The Assignment table can be displayed by selecting the <span class="menuchoice">Assign > Atoms menu item. It provides a tabular display of the atoms in the current molecule and lets you view and change chemical shift assignments. You can filter the table to show any subset of atoms by atom type and residue range. The table can also be loaded with Reference Information from various sources so you can display the deviation between your shifts and typical shifts for the same atom and residues. NMRVIEW can store and display multiple assignments for each atom, so the table also lets you select which shift set to display.
Menus give you access to functions for evaluating your assignments, reading and writing chemical shift files, generating synthetic peak lists from the assignments and choosing reference data. As with all NMRVIEW tables you can sort the table in any order by values in one or more columns.
The columns..... Editable...
Display a dialog in which you can display any atom assignments whose chemical shift values deviate from the expected range for an atom of that type by more than a specified amount. The amount (NSigma) is the number of standard deviations away from the mean value for that atom type (means and standard deviations are from the BMRB). The listed of violating atoms can be directed to the NMRVIEW console, or to a file.

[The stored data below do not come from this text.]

PR #2539, opened 2022-03-09
feat: Do not look for encryption when flag is not set

paultranvan:
The query is useless if the encryption flag is not set

### DIFF
--- a/src/drive/lib/encryption.js
+++ b/src/drive/lib/encryption.js
@@ -1,4 +1,5 @@
 import get from 'lodash/get'
+import flag from 'cozy-flags'
 import { DOCTYPE_FILES, DOCTYPE_FILES_ENCRYPTION } from 'drive/lib/doctypes'
 import { ENCRYPTION_MIME_TYPE } from 'drive/constants/config'
 import { buildEncryptionByIdQuery } from 'drive/web/modules/queries'
@@ -17,6 +18,9 @@ export const isEncryptedFile = file => {
 }
 
 export const getEncryptionKeyFromDirId = async (client, dirId) => {
+  if (!flag('drive.enable-encryption')) {
+    return null
+  }
   const docId = `${DOCTYPE_FILES}/${dirId}`
   const query = buildEncryptionByIdQuery(docId)
   const res = await client.query(query.definition, { options: query.options })
--- a/CHANGELOG.md
+++ b/CHANGELOG.md
@@ -9,6 +9,7 @@
  * Compute sizes in MB instead of MiB in dacc service.
  * Query files based on their uploaded date in dacc service.
  * Upload drop zone can correctly upload file with name containing ampersand "&" and hash "#"
+ * Do not query encryption files when flag is not set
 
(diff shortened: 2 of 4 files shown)


src/drive/lib/encryption.js
```diff
@@ -17,6 +18,9 @@ export const isEncryptedFile = file => {
 }
 
 export const getEncryptionKeyFromDirId = async (client, dirId) => {
+  if (flag('drive.enable-encryption')) {
```
trollepierre, line 21: I think we should use the opposite
`if (!flag('drive.enable-encryption')) {`

src/drive/lib/encryption.js
```diff
@@ -1,4 +1,5 @@
 import get from 'lodash/get'
+import flag from 'cozy-flags'
```
trollepierre, line 2: - please add the flag  in the list of the development flag: https://github.com/cozy/cozy-drive/blob/master/src/lib/flags.js
- enable the feature in prod' for cozy internal here: https://bender.cozycloud.cc/contexts/prod/cozy_internal

src/drive/lib/encryption.js
```diff
@@ -17,6 +18,9 @@ export const isEncryptedFile = file => {
 }
 
 export const getEncryptionKeyFromDirId = async (client, dirId) => {
+  if (flag('drive.enable-encryption')) {
+    return null
+  }
```
trollepierre, line 23: let's update the changelog also 🙏

trollepierre (commented):
Thanks for the feature!

src/drive/lib/encryption.js
paultranvan: * Ah right, I forgot the existence of this list
* We don't want to enable this feature yet

trollepierre: even for Cozy internal ? (it means the employee of cozy)

src/drive/lib/encryption.js
paultranvan: Sorry, I will eventually think of this... Maybe an automatic reminder in the PR would be useful?

trollepierre: https://github.com/cozy/cozy-drive/pull/2541

trollepierre: so bad memory, or so happy with automatisation ^^

trollepierre (approved):

src/drive/lib/encryption.js
```diff
@@ -17,6 +18,9 @@ export const isEncryptedFile = file => {
 }
 
 export const getEncryptionKeyFromDirId = async (client, dirId) => {
+  if (!flag('drive.enable-encryption')) {
```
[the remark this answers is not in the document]
paultranvan: Just for your pleasure: [70f2ee5](https://github.com/cozy/cozy-drive/pull/2539/commits/70f2ee5b1a963f7bda24a64f9411d28d57c1e751)

trollepierre (approved):

PR #2557, opened 2022-03-22
chore(deps): remove react-autosuggest as not used

trollepierre:
Autosuggest from ShareAutocomplete moved in cozy-sharing

fix #1748

- [x] Changelog updated if needed


Crash-- (approved):
Top !

PR #2576, opened 2022-04-06
Feat/file image loader

Crash--:
See commit message


src/lib/flags.js
```diff
@@ -30,4 +30,5 @@ const flagsList = () => {
   flag('drive.enable-encryption')
   flag('drive.dacc-files-size-by-slug')
   flag('drive.breadcrumb.showCompleteBreadcrumbOnPublicPage') // flagName should use kebab case
+  flag('drive.thumbnails-pdf.enabled')
```
trollepierre, line 33: Did you set it in Bender for Cozy Internal?

src/drive/web/modules/filelist/FileIcon.jsx
```diff
@@ -1,18 +1,19 @@
...
+import FileImageLoader from 'cozy-ui/transpiled/react/FileImageLoader'
 import styles from 'drive/styles/filelist.styl'
 
 const FileIcon = ({ file, size, isEncrypted }) => {
   const isImage = file.class === 'image'
   const isShortcut = file.class === 'shortcut'
-
-  if (isImage)
+  const shoudUseThumbnailsForPDF = flag('drive.thumbnails-pdf.enabled')
+  if (isImage || (shoudUseThumbnailsForPDF && file.class === 'pdf'))
```
trollepierre, line 12: I think this feature needs a little time to be tested. If you don't have it, tell me :-)

Crash--: What do you want to test here?

trollepierre:
```
import React from 'react'
import { render } from '@testing-library/react'
import FileIcon from './FileIcon'

jest.mock('cozy-flags', () => () => true)
jest.mock('cozy-ui/transpiled/react/FileImageLoader', () => () => (
  <div data-testid="FileImageLoader" />
))

describe('FileIcon', () => {
  it('should return file image loader when file is image', () => {
    // Given
    const file = { class: 'image' }

    // When
    const { getByTestId } = render(<FileIcon file={file} />)

    // Then
    expect(getByTestId('FileImageLoader')).toBeInTheDocument()
  })

  it('should return file image loader when file is pdf', () => {
    // Given
    const file = { class: 'pdf' }

    // When
    const { getByTestId } = render(<FileIcon file={file} />)

    // Then
    expect(getByTestId('FileImageLoader')).toBeInTheDocument()
  })
})
```

trollepierre: or https://github.com/cozy/cozy-drive/commit/9d449f4a9a78c177eb4a3a0d9f4336f3866bf86e

Crash--: Typically what I call "testing for testing sake" but hey you're in charge here now so I cherry-picked your commit.

trollepierre (approved):

PR #2577, opened 2022-04-06
fix: Fix pagination on Photos

Crash--:
We need to check if lastFetch is defined to know
if we're in a fetchMore context or in the first
render.


Ldoppea (approved):
I would edit the commit message to explain that all this is done to prevent the spinner to rerender on every "load more". For know you explain what we need, but not why we need it.

PR #2588, opened 2022-04-22
feat: Change Sentry url

JF-Cozy:
same url for prod/dev env, but environment var already passed
to senty https://github.com/cozy/cozy-drive/blob/master/src/drive/lib/reporter.js#L38


trollepierre (approved):
thank you very much 👍

PR #2603, opened 2022-05-16
fix: Request encryption key only when encryption flag is set

paultranvan:
In a shared folder, the upload was broken because one does not have the
rights to GET on the `io.cozy.files.encryption` doctype.
This is a quick fix to solve the issue found in prod


Crash-- (approved):
Can you edit the changelog please?

paultranvan:
> Can you edit the changelog please?

I did, but forgot to add it :disappointed:

PR #2609, opened 2022-05-25
feat: Support move for encrypted files

paultranvan:
This adds the possiilbity to move files from/to an encrypted folder.

3 scenarios are supported:
- From a non-encrypted folder to an encrypted folder
- From an encrypted folder to a non-encrypted folder
- From an encrypted folder to another encrypted folder

Note we do not support the moving of non-encrypted folder to an
encrypted one, because of the potential cost if it has a deep hierarchy
and/or many files. However, the moving of an encrypted folder to is
supported for both non-encrypted and encrypted folder, as the files remain
encrypted with the same encryption key.

### DIFF
--- a/CHANGELOG.md
+++ b/CHANGELOG.md
@@ -6,6 +6,10 @@
 
 # 1.42.0
 
+## ✨ Features
+
+* Support moving files from/to encrypted folder
+
 ## 🐛 Bug Fixes
 
 * Disable sharing on public file viewer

Display a plot for a Linear Analysis of Chemical Shifts. See below for more information and an example.
Read NvJ PPM
Read a simple text file containing atom names and chemical shift assignments. The file should be in the format written by NMRVIEW and will look like:
1.CA 54.938 1 1.HA 4.207 1 1.CB 33.248 1 1.HB2
2.082 2 1.CG 30.933 1 1.HG2 1.956 2
The fields are atom specifier (residue.atom), chemical shift,
and stereospecificity code. When you select this menu entry a
file browser will appear with which you can choose the file.
Read PPM From STAR3
Read the chemical shift assignments section of a BMRB STAR version 3 formatted file. If there are multiple assignment sections in the STAR file shifts will be read from the first one.
Read PPM From STAR3 To...
Read the chemical shift assignments section of a BMRB STAR version 3 formatted file. You will be prompted for which assignment section to read from the STAR file (default is 0, the first one in the file). The shift will be stored into the set numbered by the current Set value at the top section of the Assignment table.
Read CYANA PPM...
Read chemical shifts from a file in the format used by the CYANA structure calculation program.
Write NvJ PPM
Write chemical shifts in simple text file using the NMRVIEW format. The file will be named "ppm.out".
Write NvJ PPM as...
Write chemical shifts in simple text file using the NMRViewJ format. You will be prompted for the file in which to save the assignments.
Write STAR2 PPM...
Write a chemical shift assignment saveframe in an abbreviated STAR Version 2 format. This is the section used for input by some web based programs at NMRFAM (don't ask me why they don't read a whole STAR file, or even a whole save frame).
Write STAR3 PPM...
Write a chemical shift assignment saveframe in STAR version 3 format.
Write Aria PPM...
Write a chemical shift assignment file in the simple text format used by ARIA.
Write Aria XML PPM...
Write a chemical shift assignment file in the XML format used by ARIA.
Write Talos XML PPM...
Write a chemical shift assignment file in the tabular format used by Talos.
Write CYANA PPM...
Write a chemical shift assignment text file in the format used by CYANA.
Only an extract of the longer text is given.